(LISTED RECORDS Opens)
PR #2382, opened 2023-10-02
Unit test for Exif support in the Image Dashboards

Advitya17:
## Description

Added unit test for exif support on the Image Dashboards.

## Checklist

### DIFF
--- a/responsibleai_vision/tests/common_vision_utils.py
+++ b/responsibleai_vision/tests/common_vision_utils.py
@@ -289,7 +289,7 @@ def load_fridge_object_detection_dataset(automl_format=False):
     else:
         columns = [ImageColumns.IMAGE.value,
                    ImageColumns.LABEL.value]
-    feats = []
+    features = []
     for i, file in enumerate(os.listdir("./data/odFridgeObjects/" + "images")):
         image_path = "./data/odFridgeObjects/" + "images" + "/" + file
         if automl_format:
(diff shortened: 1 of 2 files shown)


responsibleai_vision/tests/common_vision_utils.py
```diff
@@ -283,12 +283,13 @@ def load_fridge_object_detection_dataset(automl_format=False):
...
-                                     ImageColumns.LABEL.value])
+        columns = [ImageColumns.IMAGE.value,
+                   ImageColumns.IMAGE_DETAILS.value,
+                   ImageColumns.LABEL.value]
     else:
-        data = pd.DataFrame(columns=[ImageColumns.IMAGE.value,
-                                     ImageColumns.LABEL.value])
+        columns = [ImageColumns.IMAGE.value,
+                   ImageColumns.LABEL.value]
+    feats = []
```
romanlutz, line 292: nit: can you spell it out? 😄

romanlutz (approved):

responsibleai_vision/tests/test_image_utils.py
```diff
@@ -86,3 +87,12 @@ def test_retry_sessions_retries_on_conn_failure(self, request_mock):
         session = image_reader_get_retry_session(url)
 
         assert session.get(url).status_code == 200
+
+    def test_get_all_exif_feature_names(self):
+        image_dataset = load_fridge_object_detection_dataset().head(2)
+        exif_feature_names = get_all_exif_feature_names(image_dataset)
+        assert len(exif_feature_names) == 11
```
gaugup, line 94: You could change this line to compare this with the length of the set in lines 95-98.

Advitya17: Length of the set or the list would be the same. Just casted the elements to a set for the assertion that the objects have the same elements (coz the order of `exif_feature_names` can change).

PR #2483, opened 2024-01-04
fix duplicate categorical features added from image exif metadata in RAI Vision Dashboard

imatiach-msft:
## Description

fix duplicate categorical features added from image exif metadata in RAI Vision Dashboard

Seeing duplicate categorical features in RAI VIsion Dashboard:
image

It looks like we are adding them for every row but we should only add them once.  Interestingly, this does not cause any errors currently as we are just checking if some feature name is in the list of categorical features in code, but it's definitely not desirable and can slow performance for larger image data.

This PR only adds the categorical feature names once to the list during exif feature metadata extraction and adds a test to validate this.

## Checklist


responsibleai_vision/responsibleai_vision/utils/feature_extractors.py
```diff
@@ -115,3 +85,37 @@ def extract_features(image_dataset: pd.DataFrame,
...
+                # get the tag name, instead of human unreadable tag id
+                tag = str(TAGS.get(tag_id, tag_id))
+                data = exifdata.get(tag_id)
+                # decode bytes
+                if isinstance(data, bytes):
+                    data = data.decode()
+                    if len(data) > MAX_CUSTOM_LEN:
+                        data = data[:MAX_CUSTOM_LEN] + '...'
+                if isinstance(data, str):
+                    if tag in feature_names:
```
Advitya17, line 106: For all conditions involving `in` check, I wonder if the collections objects on the right should be initially casted to sets instead of being lists to ensure O(1) lookup instead of O(n)?

Advitya17 (approved):

responsibleai_vision/responsibleai_vision/utils/feature_extractors.py
imatiach-msft: I was thinking of that as well - I guess we would need to do some performance testing with a change like that to validate it

PR #2514, opened 2024-01-26
Added metrics for genai text

kartik727:
Added AI-assisted metrics like coherence, fluency, etc. for generative text task types.


responsibleai_text/responsibleai_text/utils/genai_metrics/metrics.py
```diff
@@ -0,0 +1,24 @@
+# Copyright (c) Microsoft Corporation
+# Licensed under the MIT License.
+
+"""Compute AI-assisted metrics for generative text models."""
+
+from pathlib import Path
+
+import evaluate
```
imatiach-msft, line 8: can you wrap this in a try/catch similar to this one:
```
try:
    import evaluate
except ImportError:
    module_logger.debug(
        'Could not import evaluate, required if using a QA model')
```

imatiach-msft: https://github.com/microsoft/responsible-ai-toolbox/blob/main/responsibleai_text/responsibleai_text/rai_text_insights/rai_text_insights.py#L38

imatiach-msft: otherwise it can cause errors for other tasks which don't need it, specifically if __init__ files re-import functions for shorter namespaces

responsibleai_text/responsibleai_text/utils/genai_metrics/scripts/coherence.py
```diff
@@ -0,0 +1,103 @@
+# Copyright (c) Microsoft Corporation
+# Licensed under the MIT License.
+
+"""Coherence metric."""
+
+import datasets
```
imatiach-msft, line 6: similar thing for dataset here, I think we might want to wrap it in a try/catch

responsibleai_text/responsibleai_text/utils/genai_metrics/scripts/coherence.py
```diff
@@ -0,0 +1,103 @@
...
+import evaluate
+import pandas as pd
+
+logger = evaluate.logging.get_logger(__name__)
+
+
+_CITATION = """
```
imatiach-msft, line 13: can we move _CITATION and _KWARGS_DESCRIPTION  to a common constants file and re-use for all metrics?

responsibleai_text/responsibleai_text/utils/genai_metrics/scripts/coherence.py
```diff
@@ -0,0 +1,103 @@
...
+            inputs_description=_KWARGS_DESCRIPTION,
+            features=datasets.Features(
+                {
+                    "predictions": datasets.Value("string", id="sequence"),
+                    "references": datasets.Value("string", id="sequence")
+                }
+            ),
+        )
+
+    def _compute(self, *, predictions=None, references=None, **kwargs):
```
imatiach-msft, line 82: it seems that a lot of the code in _compute is repeated across metrics - maybe we can refactor it out into a common helper method?

responsibleai_text/responsibleai_text/utils/genai_metrics/scripts/coherence.py
```diff
@@ -0,0 +1,103 @@
...
+RATING:
+""".strip()
+
+
+@evaluate.utils.file_utils.add_start_docstrings(
+    _DESCRIPTION, _KWARGS_DESCRIPTION)
+class Coherence(evaluate.Metric):
+    def _info(self):
+
+        return evaluate.MetricInfo(
```
imatiach-msft, line 70: maybe this can also be implemented and re-used from some helper method in all metrics files?

imatiach-msft (approved):

responsibleai_text/responsibleai_text/utils/genai_metrics/scripts/coherence.py
kartik727: This is the standard interface that the `evaluate.Metric` class expects.

PR #2516, opened 2024-01-29
added generative text explainer

mohsinposts:
Added generative text explainer and it's respective in the reponsibleai_text setup.py. 

Note to be able to use this explainer fully kartik727's pull request "Added metrics for genai text #2514" needs to be approved since it includes code that extends the RAI toolbox to handle the model task type "generative_text"

### DIFF
--- a/responsibleai_text/responsibleai_text/managers/explainer_manager.py
+++ b/responsibleai_text/responsibleai_text/managers/explainer_manager.py
@@ -29,6 +29,24 @@ from responsibleai_text.common.constants import (ModelTask,
                                                  Tokens)
 from responsibleai_text.utils.question_answering import QAPredictor
 
+try:
+    from interpret_text.generative.lime_tools.explainers import (
+        LocalExplanationSentenceEmbedder
+    )
+except ImportError as e:
+    print("Could not import LocalExplanationSentenceEmbedder: ", e)
+
+try:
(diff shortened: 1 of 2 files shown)


responsibleai_text/responsibleai_text/managers/explainer_manager.py
```diff
@@ -29,6 +29,23 @@
...
+try:
+    from interpret_text.generative.lime_tools.explainers import \
+        LocalExplanationSentenceEmbedder
+except ImportError as e:
+    print("Could not import LocalExplanationSentenceEmbedder: ", e)
+
+try:
+    from interpret_text.generative.model_lib.openai_tooling import ChatOpenAI
+except ImportError as e:
+    print("Could not import ChatOpenAI: ", e)
```
imatiach-msft, line 41: maybe we can instead set chat_openai_installed = False and then throw before it is used in line 175, and similar for other imports?
Like the import here:
https://github.com/microsoft/ml-wrappers/blob/47babf7185664cb25b47409f912aa7e601213444/python/ml_wrappers/model/openai_wrapper.py#L12
And exception here:
https://github.com/microsoft/ml-wrappers/blob/47babf7185664cb25b47409f912aa7e601213444/python/ml_wrappers/model/openai_wrapper.py#L178

PR #2524, opened 2024-02-01
Add methods and constants for genai metrics 

kartik727:
Adding all the new methods and constants for the new generative text task types.

Full support for the new task type would require more changes but this PR is meant to add all the new methods without breaking the working of any of the existing task types.


raiwidgets/raiwidgets/responsibleai_dashboard_input.py
```diff
@@ -171,7 +171,7 @@ def _prepare_filtered_error_analysis_data(self, features, filters,
 
     def debug_ml(self, data):
         try:
-            features = data[0]
+            features = data[0]  # TODO: Remove prompt feature
```
imatiach-msft, line 174: I think comments need to be in-line to pass linting - but in this case I think we can even just remove this comment?

responsibleai_text/responsibleai_text/managers/error_analysis_manager.py
```diff
@@ -193,9 +203,17 @@ def __init__(self, model: Any, dataset: pd.DataFrame,
             task_type, index_classes)
         if categorical_features is None:
             categorical_features = []
+        if task_type == ModelTask.GENERATIVE_TEXT:
+            sup_task_type = ErrorAnalysisTask.REGRESSION
+            ext_dataset = ext_dataset.copy()
+            del ext_dataset['prompt']
+            ext_dataset['target_score'] = 5
```
imatiach-msft, line 210: nit: maybe update the order to be:
```
target_column = 'target_score'
ext_dataset[target_column] = 5
```

responsibleai_text/responsibleai_text/rai_text_insights/rai_text_insights.py
```diff
@@ -269,7 +280,9 @@ def _validate_model(self, model: Any, test: pd.DataFrame,
             target_column, axis=1)
         small_test_data = get_text_columns(small_test_data, text_column)
         small_test_data = small_test_data.iloc[0]
-        if task_type != ModelTask.QUESTION_ANSWERING:
+        if task_type not in [
```
imatiach-msft, line 283: nit: I think this might look a bit cleaner
```
list_task_outputs = [ModelTask.QUESTION_ANSWERING,
                                ModelTask.GENERATIVE_TEXT]
if task_type not in list_task_outputs:
  ...
```

responsibleai_text/responsibleai_text/utils/genai_metrics/scripts/equivalence.py
```diff
@@ -48,6 +48,15 @@
 
 This rating value should always be an integer between 1 and 5. So the rating \
 produced should be 1 or 2 or 3 or 4 or 5.
+Some examples of valid responses are:
```
imatiach-msft, line 51: this looks like the same repeating text in all of the prompts - maybe we can unify them by moving to a common constant in the common file and then importing and specifying that in all of these files?

imatiach-msft (approved):

raiwidgets/raiwidgets/responsibleai_dashboard_input.py
kartik727: There are more changes to be made in this method that are not a part of this PR. This is just a marker for making sure those are accounted for in the next PR. Will remove it then. Looks like this comment did pass linting so don't need to worry about that.

PR #2565, opened 2024-05-15
remove pins on werkzeug, itsdangerous and markupsafe since they are currently not needed

imatiach-msft:
## Description

Removing pins on werkzeug, itsdangerous and markupsafe since they are currently not needed.
Some of these were added about a year ago to fix build breaks:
(LISTED RECORDS Closes)
◆ **EXERCISE OBJECTIVE**:
For every line above that includes the string "files", copy the line.

◆ **ANSWER SECTION**:
(diff shortened: 1 of 2 files shown)
imatiach-msft: otherwise it can cause errors for other tasks which don't need it, specifically if __init__ files re-import functions for shorter namespaces
imatiach-msft, line 70: maybe this can also be implemented and re-used from some helper method in all metrics files?
(diff shortened: 1 of 2 files shown)
imatiach-msft, line 51: this looks like the same repeating text in all of the prompts - maybe we can unify them by moving to a common constant in the common file and then importing and specifying that in all of these files?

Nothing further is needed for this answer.